PR #1320, opened 2024-01-11
Seed CAS2 domain events

edavey:
This PR extends the existing "auto-script" seeding of CAS2 applications to include CAS2 domain events:

- `application.submitted`
- `application.status-updated`

This will make it easier to test management information reporting which relies on these domain events.


Harriethw (approved):
Thanks for putting this together so clearly 👍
◇ ◇ ◇ ◇
## [EXERCISE]
Taking care to match every character, output all of the entries above.

## [EXPECTED ANSWER]
PR #1320, opened 2024-01-11
Seed CAS2 domain events

edavey:
This PR extends the existing "auto-script" seeding of CAS2 applications to include CAS2 domain events:

- `application.submitted`
- `application.status-updated`

This will make it easier to test management information reporting which relies on these domain events.


Harriethw (approved):
Thanks for putting this together so clearly 👍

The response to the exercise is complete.